(Dataset)
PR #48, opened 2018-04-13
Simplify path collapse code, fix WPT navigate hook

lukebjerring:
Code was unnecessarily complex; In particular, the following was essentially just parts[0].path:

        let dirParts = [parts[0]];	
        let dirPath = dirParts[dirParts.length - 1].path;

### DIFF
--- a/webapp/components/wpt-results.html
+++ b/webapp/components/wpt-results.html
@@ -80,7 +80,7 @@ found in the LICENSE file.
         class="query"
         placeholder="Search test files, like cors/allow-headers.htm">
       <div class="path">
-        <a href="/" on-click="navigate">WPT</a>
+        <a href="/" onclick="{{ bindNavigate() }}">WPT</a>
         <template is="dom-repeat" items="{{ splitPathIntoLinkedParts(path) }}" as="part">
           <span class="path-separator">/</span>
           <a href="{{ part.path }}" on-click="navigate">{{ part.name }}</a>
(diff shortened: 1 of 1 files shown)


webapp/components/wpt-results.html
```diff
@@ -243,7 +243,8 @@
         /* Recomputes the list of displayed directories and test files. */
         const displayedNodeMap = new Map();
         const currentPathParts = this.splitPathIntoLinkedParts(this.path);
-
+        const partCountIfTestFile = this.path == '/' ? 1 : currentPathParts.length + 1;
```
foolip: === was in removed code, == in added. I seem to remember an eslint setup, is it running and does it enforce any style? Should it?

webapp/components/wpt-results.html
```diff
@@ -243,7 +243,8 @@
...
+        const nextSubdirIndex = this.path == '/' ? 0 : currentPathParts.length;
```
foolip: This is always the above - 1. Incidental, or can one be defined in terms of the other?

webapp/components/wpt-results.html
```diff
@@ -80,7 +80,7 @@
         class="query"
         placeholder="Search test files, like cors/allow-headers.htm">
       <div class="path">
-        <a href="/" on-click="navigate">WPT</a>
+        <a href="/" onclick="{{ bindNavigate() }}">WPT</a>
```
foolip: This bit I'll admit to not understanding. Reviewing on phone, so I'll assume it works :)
(End Dataset)
Transcribe all of the data exactly, leaving no line out.

PR #48, opened 2018-04-13
Simplify path collapse code, fix WPT navigate hook

lukebjerring:
Code was unnecessarily complex; In particular, the following was essentially just parts[0].path:

        let dirParts = [parts[0]];	
        let dirPath = dirParts[dirParts.length - 1].path;

### DIFF
--- a/webapp/components/wpt-results.html
+++ b/webapp/components/wpt-results.html
@@ -80,7 +80,7 @@ found in the LICENSE file.
         class="query"
         placeholder="Search test files, like cors/allow-headers.htm">
       <div class="path">
-        <a href="/" on-click="navigate">WPT</a>
+        <a href="/" onclick="{{ bindNavigate() }}">WPT</a>
         <template is="dom-repeat" items="{{ splitPathIntoLinkedParts(path) }}" as="part">
           <span class="path-separator">/</span>
           <a href="{{ part.path }}" on-click="navigate">{{ part.name }}</a>
(diff shortened: 1 of 1 files shown)


webapp/components/wpt-results.html
```diff
@@ -243,7 +243,8 @@
         /* Recomputes the list of displayed directories and test files. */
         const displayedNodeMap = new Map();
         const currentPathParts = this.splitPathIntoLinkedParts(this.path);
-
+        const partCountIfTestFile = this.path == '/' ? 1 : currentPathParts.length + 1;
```
foolip: === was in removed code, == in added. I seem to remember an eslint setup, is it running and does it enforce any style? Should it?

webapp/components/wpt-results.html
```diff
@@ -243,7 +243,8 @@
...
+        const nextSubdirIndex = this.path == '/' ? 0 : currentPathParts.length;
```
foolip: This is always the above - 1. Incidental, or can one be defined in terms of the other?

webapp/components/wpt-results.html
```diff
@@ -80,7 +80,7 @@
         class="query"
         placeholder="Search test files, like cors/allow-headers.htm">
       <div class="path">
-        <a href="/" on-click="navigate">WPT</a>
+        <a href="/" onclick="{{ bindNavigate() }}">WPT</a>
```
foolip: This bit I'll admit to not understanding. Reviewing on phone, so I'll assume it works :)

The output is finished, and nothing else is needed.